Go through the records below and report each line with "also" in it.
━━━━━━━━━━━━━━━━━━━━━━━━━━━━━━
PR #403, opened 2021-03-07
Bug354 mdi problem

andyrozman:


MilosKozak:
resolved in dev2 by refactoring to kotlin and processed nullability correctly

Issue #417, opened 2021-03-14
closed issue #382 : wear bolusing still not possible


thomasmenges:
Please see issue #382

Philoul:
Fixed by #445

PR #445, opened 2021-03-27
load Action String Handler

AdrianLxM:


Philoul:
@Adrian 👍 
#417 fixed!

PR #1247, opened 2025-07-04
add verbatim support to client_v3_fixes

richrines1:
to be merged into #1215 (attn: @vietphamngoc) - needed for smoke tests

PR #1267, opened 2025-08-28
Version bump

cdbf1:


richrines1:
if possible it would be awesome if we could merge #1247 before deploying

PR #1269, opened 2025-09-11
Changing to remove barriers from gate count

vietphamngoc:
In the sample data, the 1q gate and 2q gate counts include the barriers. Excluding them helps keep a more accurate count of each type of gates.


supermarq-benchmarks/supermarq/qcvv/irb.py
```diff
@@ -745,10 +745,14 @@ def _build_circuits(self, num_circuits: int, cycle_depths: Iterable[int]) -> Seq
                         "clifford_depth": depth,
                         "circuit_depth": len(rb_circuit),
                         "single_qubit_gates": sum(
-                            1 for op in rb_circuit.all_operations() if len(op.qubits) == 1
+                            1
```
cdbf1: Could we factor this out into a private `_count_gates(self, circuit: cirq.Circuit, num_qubits: int) -> int` method that gets called in each place?

cdbf1 (changes requested):

supermarq-benchmarks/supermarq/qcvv/irb.py
vietphamngoc: Good point!

PR #1292, opened 2025-10-28
Stimcirq requirement

vtomole:
This requirement is needed to compile Stim circuits with Superstaq for example

```python
import stimcirq
from qldpc import circuits, codes
import cirq_superstaq as css

code = codes.SteaneCode()
circuit = circuits.get_memory_experiment(code, num_rounds=1)
circuit= stimcirq.stim_circuit_to_cirq_circuit(circuit)
service = css.Service()
compiler_output = service.cq_compile(circuit)

```


cirq-superstaq/cirq_superstaq/serialization.py
```diff
@@ -35,7 +36,7 @@ def deserialize_circuits(serialized_circuits: str) -> list[cirq.Circuit]:
     Returns:
         The circuit or list of circuits that was serialized.
     """
-    resolvers = [*SUPERSTAQ_RESOLVERS, *cirq.DEFAULT_RESOLVERS]
+    resolvers = [*cirq.DEFAULT_RESOLVERS, stimcirq.JSON_RESOLVER, *SUPERSTAQ_RESOLVERS]
```
richrines1: nit: i think there was a reason we put our resolvers first
```suggestion
    resolvers = [*SUPERSTAQ_RESOLVERS, *cirq.DEFAULT_RESOLVERS, stimcirq.JSON_RESOLVER]
```

bharat-thotakura:
To reference in the future, can we update the PR description to give some more context as to why `stimcirq` is being made an explicit dependency of `cirq-superstaq`? That is, for example, what feature is it enabling that we couldn't make an optional dependency?

bharat-thotakura (approved):
LGTM

(might be nice to add a small test to check that the deserialization works on a circuit with, say, a `MeasureAndOrResetGate`)

PR #1293, opened 2025-10-29
target model v2

richrines1:
more compact replacement for `TargetModel`

also renamed the new model `TargetDescription`, but open to other suggestions :)

### DIFF
--- a/general-superstaq/general_superstaq/models.py
+++ b/general-superstaq/general_superstaq/models.py
@@ -8,7 +8,7 @@ import itertools
 import uuid
 from collections.abc import Mapping, Sequence
 from enum import Enum
-from typing import Annotated, Any, Self
+from typing import Annotated, Any
 
 import pydantic.functional_validators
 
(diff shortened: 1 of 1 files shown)


cdbf1:
I'm very much in favour of switching to using statuses rather than all the booleans!

general-superstaq/general_superstaq/models.py
```diff
@@ -366,9 +366,33 @@ class TargetStatus(str, Enum):
...
 
-class TargetModel(DefaultPydanticModel):
+class TargetInputType(str, Enum):
+    """The input type supported by a Superstaq target."""
+
+    CIRCUIT = "circuit"
+    QUBO = "qubo"
+
+
+class TargetDescription(DefaultPydanticModel):
```
dowusu-antwi, line 376: How about `TargetSpecification` / `TargetSpecs`?

general-superstaq/general_superstaq/models_test.py
```diff
@@ -11,6 +11,65 @@
...
+
+    with pytest.raises(pydantic.ValidationError, match=r"valid target device type"):
+        _ = gss.models.TargetDescription(
+            target="sqale_example_system",
+            status="available",
+            supported_inputs=["circuit"],
+            accessible=True,
+        )
+
+    with pytest.raises(pydantic.ValidationError, match=r"valid string format"):
```
pgoiporia, line 64: Maybe this is overkill, given that we hit full coverage, but should we be adding the same test for `status`?

Issue #1243, opened 2025-07-02
retire `CompilerOutput`, use Jobs everywhere


richrines1:
### What is happening?

with the v0.3.0 api compilation is asynchronous, so e.g. `service.compile()` should just return a `css.Job` (which already has a `compiled_circuit` attribute) instead of a specialized compilation object

(note this might require a bit of work to make sure e.g. `job.compiled_circuits()` blocks until compilation is done, like `job.counts()` does until the job has terminated - but i think this is a change we'll have to make anyway? we also probably want to add some special handling in `job.counts()` for non-submission jobs)

PR #1301, opened 2025-11-13
support jaqal subcircuits

richrines1:
temporary fix to support jaqal subcircuits before #1243

currently the output of qscout_compile will contain \*either\* `.jaqal_program` (a string for a single circuit) or `.jaqal_programs` (a list for multiple circuits). After this pr it will always include both, where `.jaqal_program` is still always a single string but may contain subcircuits, and `.jaqal_programs` is always a list (possibly of length 1)

### DIFF
--- a/docs/source/optimizations/qscout/qscout_css.ipynb
+++ b/docs/source/optimizations/qscout/qscout_css.ipynb
@@ -55,8 +55,9 @@
     "    print(\"You may need to restart the kernel to import newly installed packages.\")\n",
     "    import cirq_superstaq as css\n",
     "\n",
-    "import cirq\n",
     "import random\n",
+    "\n",
+    "import cirq\n",
     "import numpy as np"
    ]
   },
--- a/docs/source/optimizations/qscout/qscout_qss.ipynb
+++ b/docs/source/optimizations/qscout/qscout_qss.ipynb
@@ -55,9 +55,10 @@
     "    print(\"You may need to restart the kernel to import newly installed packages.\")\n",
     "    import qiskit_superstaq as qss\n",
     "\n",
-    "import qiskit\n",
     "import random\n",
-    "import numpy as np"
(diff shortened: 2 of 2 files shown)


cirq-superstaq/cirq_superstaq/compiler_output.py
```diff
@@ -141,14 +139,28 @@ def __repr__(self) -> str:
...
+
+        For multi-circuit compilation the string will contain subcircuits.
+        """
+        if not self.jaqal_programs:
+            return None
+
+        separator = "prepare_all"
+        subcircuits = [self.jaqal_programs[0]]
+        subcircuits += [program.partition(separator)[2] for program in self.jaqal_programs[1:]]
+        return f"\n{separator}".join(subcircuits)
```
━━━━━━━━━━━━━━━━━━━━━━━━━━━━━━
▶ Exercise answer:
also renamed the new model `TargetDescription`, but open to other suggestions :)
(note this might require a bit of work to make sure e.g. `job.compiled_circuits()` blocks until compilation is done, like `job.counts()` does until the job has terminated - but i think this is a change we'll have to make anyway? we also probably want to add some special handling in `job.counts()` for non-submission jobs)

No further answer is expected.